_What you should do_
Would you please copy the part of the material below that opens with the line containing "-171,13 +174,13 @@" and closes with the line containing "winged: It'd probably"? Copy it exactly, and only it.

── Source material

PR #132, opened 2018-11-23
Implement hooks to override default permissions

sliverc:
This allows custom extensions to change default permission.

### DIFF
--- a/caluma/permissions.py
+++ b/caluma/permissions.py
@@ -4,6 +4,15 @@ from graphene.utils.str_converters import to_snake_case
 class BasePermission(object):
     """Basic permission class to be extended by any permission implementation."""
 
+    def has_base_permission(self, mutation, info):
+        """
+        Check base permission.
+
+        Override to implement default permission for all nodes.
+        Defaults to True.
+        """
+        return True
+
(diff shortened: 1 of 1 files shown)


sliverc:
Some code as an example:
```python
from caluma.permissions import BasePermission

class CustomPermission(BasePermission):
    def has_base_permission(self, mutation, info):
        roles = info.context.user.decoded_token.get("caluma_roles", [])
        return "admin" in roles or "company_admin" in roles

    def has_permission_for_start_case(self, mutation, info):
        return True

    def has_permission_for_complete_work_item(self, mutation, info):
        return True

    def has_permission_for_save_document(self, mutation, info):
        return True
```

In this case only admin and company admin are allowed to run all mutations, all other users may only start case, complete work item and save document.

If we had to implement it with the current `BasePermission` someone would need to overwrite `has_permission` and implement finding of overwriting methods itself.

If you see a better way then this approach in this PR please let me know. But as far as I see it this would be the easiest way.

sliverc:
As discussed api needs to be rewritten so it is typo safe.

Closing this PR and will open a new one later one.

────
── Source material

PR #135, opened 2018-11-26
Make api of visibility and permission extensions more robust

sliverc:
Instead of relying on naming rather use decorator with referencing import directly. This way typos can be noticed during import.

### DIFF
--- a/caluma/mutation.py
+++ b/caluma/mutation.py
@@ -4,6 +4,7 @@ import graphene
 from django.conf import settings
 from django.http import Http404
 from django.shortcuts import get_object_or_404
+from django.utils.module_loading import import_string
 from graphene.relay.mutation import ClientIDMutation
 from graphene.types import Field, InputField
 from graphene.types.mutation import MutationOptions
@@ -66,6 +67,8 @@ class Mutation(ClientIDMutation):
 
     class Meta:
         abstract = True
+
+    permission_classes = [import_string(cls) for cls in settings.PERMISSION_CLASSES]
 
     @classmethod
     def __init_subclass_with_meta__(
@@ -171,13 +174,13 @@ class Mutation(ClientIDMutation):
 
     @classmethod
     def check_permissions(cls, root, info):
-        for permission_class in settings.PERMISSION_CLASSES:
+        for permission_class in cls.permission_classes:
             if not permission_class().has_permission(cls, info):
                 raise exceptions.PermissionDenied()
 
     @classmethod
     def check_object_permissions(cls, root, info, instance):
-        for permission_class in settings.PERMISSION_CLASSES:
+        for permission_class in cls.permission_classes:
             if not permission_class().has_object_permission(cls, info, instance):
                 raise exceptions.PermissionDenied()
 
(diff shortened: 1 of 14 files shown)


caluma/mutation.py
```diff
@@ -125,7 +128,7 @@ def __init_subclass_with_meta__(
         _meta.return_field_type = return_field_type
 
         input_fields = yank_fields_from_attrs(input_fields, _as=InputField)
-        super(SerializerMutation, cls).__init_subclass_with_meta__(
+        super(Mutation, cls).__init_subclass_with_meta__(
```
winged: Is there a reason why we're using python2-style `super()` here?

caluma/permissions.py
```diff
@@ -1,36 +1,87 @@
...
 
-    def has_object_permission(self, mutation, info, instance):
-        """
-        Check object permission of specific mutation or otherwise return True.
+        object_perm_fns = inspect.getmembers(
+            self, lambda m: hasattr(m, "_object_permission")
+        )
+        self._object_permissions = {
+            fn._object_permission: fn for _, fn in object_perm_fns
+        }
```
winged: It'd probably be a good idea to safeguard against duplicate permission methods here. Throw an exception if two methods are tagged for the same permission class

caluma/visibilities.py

────

_Problem solution_
@@ -171,13 +174,13 @@ class Mutation(ClientIDMutation):
 
     @classmethod
     def check_permissions(cls, root, info):
-        for permission_class in settings.PERMISSION_CLASSES:
+        for permission_class in cls.permission_classes:
             if not permission_class().has_permission(cls, info):
                 raise exceptions.PermissionDenied()
 
     @classmethod
     def check_object_permissions(cls, root, info, instance):
-        for permission_class in settings.PERMISSION_CLASSES:
+        for permission_class in cls.permission_classes:
             if not permission_class().has_object_permission(cls, info, instance):
                 raise exceptions.PermissionDenied()
 
(diff shortened: 1 of 14 files shown)


caluma/mutation.py
```diff
@@ -125,7 +128,7 @@ def __init_subclass_with_meta__(
         _meta.return_field_type = return_field_type
 
         input_fields = yank_fields_from_attrs(input_fields, _as=InputField)
-        super(SerializerMutation, cls).__init_subclass_with_meta__(
+        super(Mutation, cls).__init_subclass_with_meta__(
```
winged: Is there a reason why we're using python2-style `super()` here?

caluma/permissions.py
```diff
@@ -1,36 +1,87 @@
...
 
-    def has_object_permission(self, mutation, info, instance):
-        """
-        Check object permission of specific mutation or otherwise return True.
+        object_perm_fns = inspect.getmembers(
+            self, lambda m: hasattr(m, "_object_permission")
+        )
+        self._object_permissions = {
+            fn._object_permission: fn for _, fn in object_perm_fns
+        }
```
winged: It'd probably be a good idea to safeguard against duplicate permission methods here. Throw an exception if two methods are tagged for the same permission class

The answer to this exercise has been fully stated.